▸ **What you should do**: An exact copy of all the data is the required output.

▸ **Input material**:
PR #7268, opened 2026-03-17
Fix signed enum false wrap-around error when crossing zero

YilouWang:
## Summary

This patch fixes the enum auto-increment wrap-around detection to correctly
handle signed base types. The existing `isEqZero()` check in `V3Width.cpp`
produces a false `"Enum value illegally wrapped around (IEEE 1800-2023 6.19)"`
error for signed enums that legitimately increment through zero from negative
starting values.

## Reproducer

```systemverilog
module t;
  typedef enum int {
    A = -2,
    B,  // -1
    C,  // 0  <-- false error here
    D   // 1
  } signed_e;

  initial begin
    if (A !== -2 || B !== -1 || C !== 0 || D !== 1) $stop;
    $finish;
  end
endmodule
```

On master:
```
%Error: t.v:5:5: Enum value illegally wrapped around (IEEE 1800-2023 6.19)
```

## Changes

- Replaced inline `num.isEqZero()` wrap-around check with a `wrapAround` flag
  computed after each `opAdd()` in the enum item loop (`V3Width.cpp`)
- Signed types: detect positive-to-negative overflow (`!prevNeg && num.isNegative()`)
- Unsigned types: preserve original zero-check behavior (`num.isEqZero()`)
- Explicit enum value assignments reset the flag

## Test

- Added `test_regress/t/t_enum_signed_wrap.v` + `.py` -- six signed enum
  scenarios (cross-zero, start-at-zero, all-negative, 8-bit signed, single
  value, from-negative-one) with runtime value assertions

---

Reviewed by YilouWang.

### DIFF
--- a/src/V3Width.cpp
+++ b/src/V3Width.cpp
@@ -2875,6 +2875,7 @@ class WidthVisitor final : public VNVisitor {
         // Assign missing values
         V3Number num(nodep, nodep->width(), 0);
         const V3Number one{nodep, nodep->width(), 1};
+        bool wrapAround = false;
         std::map<const V3Number, AstEnumItem*> inits;
         for (AstEnumItem* itemp = nodep->itemsp(); itemp;
              itemp = VN_AS(itemp->nextp(), EnumItem)) {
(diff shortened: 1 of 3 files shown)


src/V3Width.cpp
```diff
@@ -2890,9 +2891,10 @@ class WidthVisitor final : public VNVisitor {
                     continue;
                 }
                 // TODO IEEE says assigning sized number that is not same size as enum is illegal
+                wrapAround = false;  // Explicit value resets wrap-around tracking
             }
             if (!itemp->valuep()) {
-                if (num.isEqZero() && itemp != nodep->itemsp()) {
+                if (wrapAround) {
```
wsnyder, line 2897: I'm confused, the `if` tests this before set it below.

YilouWang: The wrapAround flag bridges loop iterations: it is initialized to false before the loop, computed at the end of each iteration (after opAdd), and checked at the start of the next auto-valued item. The first iteration always sees false. This separates the overflow detection point (after increment) from the error-reporting point (at the next item that needs an auto value).

wsnyder (approved):
Thanks, once test pass feel free to squash merge.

▸ **Output below**:
PR #7268, opened 2026-03-17
Fix signed enum false wrap-around error when crossing zero

YilouWang:
## Summary

This patch fixes the enum auto-increment wrap-around detection to correctly
handle signed base types. The existing `isEqZero()` check in `V3Width.cpp`
produces a false `"Enum value illegally wrapped around (IEEE 1800-2023 6.19)"`
error for signed enums that legitimately increment through zero from negative
starting values.

## Reproducer

```systemverilog
module t;
  typedef enum int {
    A = -2,
    B,  // -1
    C,  // 0  <-- false error here
    D   // 1
  } signed_e;

  initial begin
    if (A !== -2 || B !== -1 || C !== 0 || D !== 1) $stop;
    $finish;
  end
endmodule
```

On master:
```
%Error: t.v:5:5: Enum value illegally wrapped around (IEEE 1800-2023 6.19)
```

## Changes

- Replaced inline `num.isEqZero()` wrap-around check with a `wrapAround` flag
  computed after each `opAdd()` in the enum item loop (`V3Width.cpp`)
- Signed types: detect positive-to-negative overflow (`!prevNeg && num.isNegative()`)
- Unsigned types: preserve original zero-check behavior (`num.isEqZero()`)
- Explicit enum value assignments reset the flag

## Test

- Added `test_regress/t/t_enum_signed_wrap.v` + `.py` -- six signed enum
  scenarios (cross-zero, start-at-zero, all-negative, 8-bit signed, single
  value, from-negative-one) with runtime value assertions

---

Reviewed by YilouWang.

### DIFF
--- a/src/V3Width.cpp
+++ b/src/V3Width.cpp
@@ -2875,6 +2875,7 @@ class WidthVisitor final : public VNVisitor {
         // Assign missing values
         V3Number num(nodep, nodep->width(), 0);
         const V3Number one{nodep, nodep->width(), 1};
+        bool wrapAround = false;
         std::map<const V3Number, AstEnumItem*> inits;
         for (AstEnumItem* itemp = nodep->itemsp(); itemp;
              itemp = VN_AS(itemp->nextp(), EnumItem)) {
(diff shortened: 1 of 3 files shown)


src/V3Width.cpp
```diff
@@ -2890,9 +2891,10 @@ class WidthVisitor final : public VNVisitor {
                     continue;
                 }
                 // TODO IEEE says assigning sized number that is not same size as enum is illegal
+                wrapAround = false;  // Explicit value resets wrap-around tracking
             }
             if (!itemp->valuep()) {
-                if (num.isEqZero() && itemp != nodep->itemsp()) {
+                if (wrapAround) {
```
wsnyder, line 2897: I'm confused, the `if` tests this before set it below.

YilouWang: The wrapAround flag bridges loop iterations: it is initialized to false before the loop, computed at the end of each iteration (after opAdd), and checked at the start of the next auto-valued item. The first iteration always sees false. This separates the overflow detection point (after increment) from the error-reporting point (at the next item that needs an auto value).

wsnyder (approved):
Thanks, once test pass feel free to squash merge.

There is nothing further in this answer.